Collected data
PR #5850, opened 2025-08-14
LibWeb: Implement CSS border radius overlapping algorithm

dan-v:
Fixes rendering of elements with large border-radius values by scaling radii proportionally when they exceed element dimensions per CSS spec.

Noticed this on a number of elements on beta.digg.com

> before
Screenshot 2025-08-13 at 8 38 50 PM
Screenshot 2025-08-14 at 12 20 51 PM

> after
Screenshot 2025-08-13 at 9 39 03 PM
Screenshot 2025-08-14 at 12 20 59 PM

### DIFF
--- a/Libraries/LibWeb/Painting/Paintable.cpp
+++ b/Libraries/LibWeb/Painting/Paintable.cpp
@@ -212,52 +212,54 @@ Gfx::AffineTransform Paintable::compute_combined_css_transform() const
 
 Painting::BorderRadiiData normalize_border_radii_data(Layout::Node const& node, CSSPixelRect const& rect, CSS::BorderRadiusData const& top_left_radius, CSS::BorderRadiusData const& top_right_radius, CSS::BorderRadiusData const& bottom_right_radius, CSS::BorderRadiusData const& bottom_left_radius)
 {
-    Painting::BorderRadiusData bottom_left_radius_px {};
-    Painting::BorderRadiusData bottom_right_radius_px {};
-    Painting::BorderRadiusData top_left_radius_px {};
-    Painting::BorderRadiusData top_right_radius_px {};
-
-    bottom_left_radius_px.horizontal_radius = bottom_left_radius.horizontal_radius.to_px(node, rect.width());
-    bottom_right_radius_px.horizontal_radius = bottom_right_radius.horizontal_radius.to_px(node, rect.width());
-    top_left_radius_px.horizontal_radius = top_left_radius.horizontal_radius.to_px(node, rect.width());
-    top_right_radius_px.horizontal_radius = top_right_radius.horizontal_radius.to_px(node, rect.width());
-
-    bottom_left_radius_px.vertical_radius = bottom_left_radius.vertical_radius.to_px(node, rect.height());
-    bottom_right_radius_px.vertical_radius = bottom_right_radius.vertical_radius.to_px(node, rect.height());
-    top_left_radius_px.vertical_radius = top_left_radius.vertical_radius.to_px(node, rect.height());
-    top_right_radius_px.vertical_radius = top_right_radius.vertical_radius.to_px(node, rect.height());
+    Painting::BorderRadiiData radii_px {
+        .top_left = {
+            top_left_radius.horizontal_radius.to_px(node, rect.width()),
+            top_left_radius.vertical_radius.to_px(node, rect.height()) },
+        .top_right = { top_right_radius.horizontal_radius.to_px(node, rect.width()), top_right_radius.vertical_radius.to_px(node, rect.height()) },
+        .bottom_right = { bottom_right_radius.horizontal_radius.to_px(node, rect.width()), bottom_right_radius.vertical_radius.to_px(node, rect.height()) },
+        .bottom_left = { bottom_left_radius.horizontal_radius.to_px(node, rect.width()), bottom_left_radius.vertical_radius.to_px(node, rect.height()) }
+    };
 
     // Scale overlapping curves according to https://www.w3.org/TR/css-backgrounds-3/#corner-overlap
     // Let f = min(Li/Si), where i ∈ {top, right, bottom, left},
     // Si is the sum of the two corresponding radii of the corners on side i,
     // and Ltop = Lbottom = the width of the box, and Lleft = Lright = the height of the box.
-    auto l_top = rect.width();
-    auto l_bottom = l_top;
-    auto l_left = rect.height();
-    auto l_right = l_left;
-    auto s_top = (top_left_radius_px.horizontal_radius + top_right_radius_px.horizontal_radius);
-    auto s_right = (top_right_radius_px.vertical_radius + bottom_right_radius_px.vertical_radius);
-    auto s_bottom = (bottom_left_radius_px.horizontal_radius + bottom_right_radius_px.horizontal_radius);
-    auto s_left = (top_left_radius_px.vertical_radius + bottom_left_radius_px.vertical_radius);
-    CSSPixelFraction f = 1;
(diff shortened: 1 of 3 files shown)


Tests/LibWeb/TestBorderRadiusNormalization.cpp
```diff
@@ -0,0 +1,94 @@
...
+        f = min(f, height / right_sum);
+    return f;
+}
+
+TEST_CASE(border_radius_normalization_no_overlap)
+{
+    Painting::BorderRadiiData radii;
+    radii.top_left = radii.top_right = radii.bottom_right = radii.bottom_left = { CSSPixels(10), CSSPixels(10) };
+
+    auto f = calculate_scaling_factor(radii, CSSPixels(100), CSSPixels(100));
```
konradekk: you are testing the test; it’d be better to import the extracted snippet actually used in the application instead.

dan-v: moved this logic to `normalize_overlapping_radii` so it could be used directly in the tests

InvalidUsernameException:
Does this fix the same issue as #5513?

The new `BorderRadiiData::normalize_overlapping_radii()` looks a lot like the existing `Paintable::normalize_border_radii_data()`. The other PR changed the latter to execute twice. I guess, in this PR each of them is executing once, having the same effect overall?

dan-v:
> Does this fix the same issue as #5513?
> 
> The new `BorderRadiiData::normalize_overlapping_radii()` looks a lot like the existing `Paintable::normalize_border_radii_data()`. The other PR changed the latter to execute twice. I guess, in this PR each of them is executing once, having the same effect overall?

This does look like the same issue as #5513. I think some form of dual pass is actually necessary here to deal with precision issues, so I updated with that approach instead with some minor optimization. Also made a bit more comprehensive screenshot test. Feel free to take original PR though since this just adds slight tweaks to it now.

konradekk:
consider merging the effort and solutions marking the co-author in the commit and the code? (just an idea and suggestion, ignore it freely!)

dan-v:
@FadedBronze i added you as co-author

Tests/LibWeb/Screenshot/expected/border-radius-normalization-ref.html
```diff
@@ -0,0 +1,54 @@
...
+</head>
+<body>
+  <h2>Border Radius Normalization Test</h2>
+
+  <div class="test-case">
+    <div class="label">Float max precision test:</div>
+    <div class="float-max-precision"></div>
+  </div>
+</body>
+</html>
```
gmta: You've made a ref test, not a screenshot test. Which is better! So you can delete the PNG file and move this to `Tests/LibWeb/Ref` instead :-)

dan-v: Oops - thanks for the help! Moved this to `Tests/LibWeb/Ref` now and ran LibWeb tests successfully - should be good to go hopefully.

gmta (approved):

#### Task to carry out:
The response should be a verbatim transcription of the data.

#### Exercise response:
PR #5850, opened 2025-08-14
LibWeb: Implement CSS border radius overlapping algorithm

dan-v:
Fixes rendering of elements with large border-radius values by scaling radii proportionally when they exceed element dimensions per CSS spec.

Noticed this on a number of elements on beta.digg.com

> before
Screenshot 2025-08-13 at 8 38 50 PM
Screenshot 2025-08-14 at 12 20 51 PM

> after
Screenshot 2025-08-13 at 9 39 03 PM
Screenshot 2025-08-14 at 12 20 59 PM

### DIFF
--- a/Libraries/LibWeb/Painting/Paintable.cpp
+++ b/Libraries/LibWeb/Painting/Paintable.cpp
@@ -212,52 +212,54 @@ Gfx::AffineTransform Paintable::compute_combined_css_transform() const
 
 Painting::BorderRadiiData normalize_border_radii_data(Layout::Node const& node, CSSPixelRect const& rect, CSS::BorderRadiusData const& top_left_radius, CSS::BorderRadiusData const& top_right_radius, CSS::BorderRadiusData const& bottom_right_radius, CSS::BorderRadiusData const& bottom_left_radius)
 {
-    Painting::BorderRadiusData bottom_left_radius_px {};
-    Painting::BorderRadiusData bottom_right_radius_px {};
-    Painting::BorderRadiusData top_left_radius_px {};
-    Painting::BorderRadiusData top_right_radius_px {};
-
-    bottom_left_radius_px.horizontal_radius = bottom_left_radius.horizontal_radius.to_px(node, rect.width());
-    bottom_right_radius_px.horizontal_radius = bottom_right_radius.horizontal_radius.to_px(node, rect.width());
-    top_left_radius_px.horizontal_radius = top_left_radius.horizontal_radius.to_px(node, rect.width());
-    top_right_radius_px.horizontal_radius = top_right_radius.horizontal_radius.to_px(node, rect.width());
-
-    bottom_left_radius_px.vertical_radius = bottom_left_radius.vertical_radius.to_px(node, rect.height());
-    bottom_right_radius_px.vertical_radius = bottom_right_radius.vertical_radius.to_px(node, rect.height());
-    top_left_radius_px.vertical_radius = top_left_radius.vertical_radius.to_px(node, rect.height());
-    top_right_radius_px.vertical_radius = top_right_radius.vertical_radius.to_px(node, rect.height());
+    Painting::BorderRadiiData radii_px {
+        .top_left = {
+            top_left_radius.horizontal_radius.to_px(node, rect.width()),
+            top_left_radius.vertical_radius.to_px(node, rect.height()) },
+        .top_right = { top_right_radius.horizontal_radius.to_px(node, rect.width()), top_right_radius.vertical_radius.to_px(node, rect.height()) },
+        .bottom_right = { bottom_right_radius.horizontal_radius.to_px(node, rect.width()), bottom_right_radius.vertical_radius.to_px(node, rect.height()) },
+        .bottom_left = { bottom_left_radius.horizontal_radius.to_px(node, rect.width()), bottom_left_radius.vertical_radius.to_px(node, rect.height()) }
+    };
 
     // Scale overlapping curves according to https://www.w3.org/TR/css-backgrounds-3/#corner-overlap
     // Let f = min(Li/Si), where i ∈ {top, right, bottom, left},
     // Si is the sum of the two corresponding radii of the corners on side i,
     // and Ltop = Lbottom = the width of the box, and Lleft = Lright = the height of the box.
-    auto l_top = rect.width();
-    auto l_bottom = l_top;
-    auto l_left = rect.height();
-    auto l_right = l_left;
-    auto s_top = (top_left_radius_px.horizontal_radius + top_right_radius_px.horizontal_radius);
-    auto s_right = (top_right_radius_px.vertical_radius + bottom_right_radius_px.vertical_radius);
-    auto s_bottom = (bottom_left_radius_px.horizontal_radius + bottom_right_radius_px.horizontal_radius);
-    auto s_left = (top_left_radius_px.vertical_radius + bottom_left_radius_px.vertical_radius);
-    CSSPixelFraction f = 1;
(diff shortened: 1 of 3 files shown)


Tests/LibWeb/TestBorderRadiusNormalization.cpp
```diff
@@ -0,0 +1,94 @@
...
+        f = min(f, height / right_sum);
+    return f;
+}
+
+TEST_CASE(border_radius_normalization_no_overlap)
+{
+    Painting::BorderRadiiData radii;
+    radii.top_left = radii.top_right = radii.bottom_right = radii.bottom_left = { CSSPixels(10), CSSPixels(10) };
+
+    auto f = calculate_scaling_factor(radii, CSSPixels(100), CSSPixels(100));
```
konradekk: you are testing the test; it’d be better to import the extracted snippet actually used in the application instead.

dan-v: moved this logic to `normalize_overlapping_radii` so it could be used directly in the tests

InvalidUsernameException:
Does this fix the same issue as #5513?

The new `BorderRadiiData::normalize_overlapping_radii()` looks a lot like the existing `Paintable::normalize_border_radii_data()`. The other PR changed the latter to execute twice. I guess, in this PR each of them is executing once, having the same effect overall?

dan-v:
> Does this fix the same issue as #5513?
> 
> The new `BorderRadiiData::normalize_overlapping_radii()` looks a lot like the existing `Paintable::normalize_border_radii_data()`. The other PR changed the latter to execute twice. I guess, in this PR each of them is executing once, having the same effect overall?

This does look like the same issue as #5513. I think some form of dual pass is actually necessary here to deal with precision issues, so I updated with that approach instead with some minor optimization. Also made a bit more comprehensive screenshot test. Feel free to take original PR though since this just adds slight tweaks to it now.

konradekk:
consider merging the effort and solutions marking the co-author in the commit and the code? (just an idea and suggestion, ignore it freely!)

dan-v:
@FadedBronze i added you as co-author

Tests/LibWeb/Screenshot/expected/border-radius-normalization-ref.html
```diff
@@ -0,0 +1,54 @@
...
+</head>
+<body>
+  <h2>Border Radius Normalization Test</h2>
+
+  <div class="test-case">
+    <div class="label">Float max precision test:</div>
+    <div class="float-max-precision"></div>
+  </div>
+</body>
+</html>
```
gmta: You've made a ref test, not a screenshot test. Which is better! So you can delete the PNG file and move this to `Tests/LibWeb/Ref` instead :-)

dan-v: Oops - thanks for the help! Moved this to `Tests/LibWeb/Ref` now and ran LibWeb tests successfully - should be good to go hopefully.

gmta (approved):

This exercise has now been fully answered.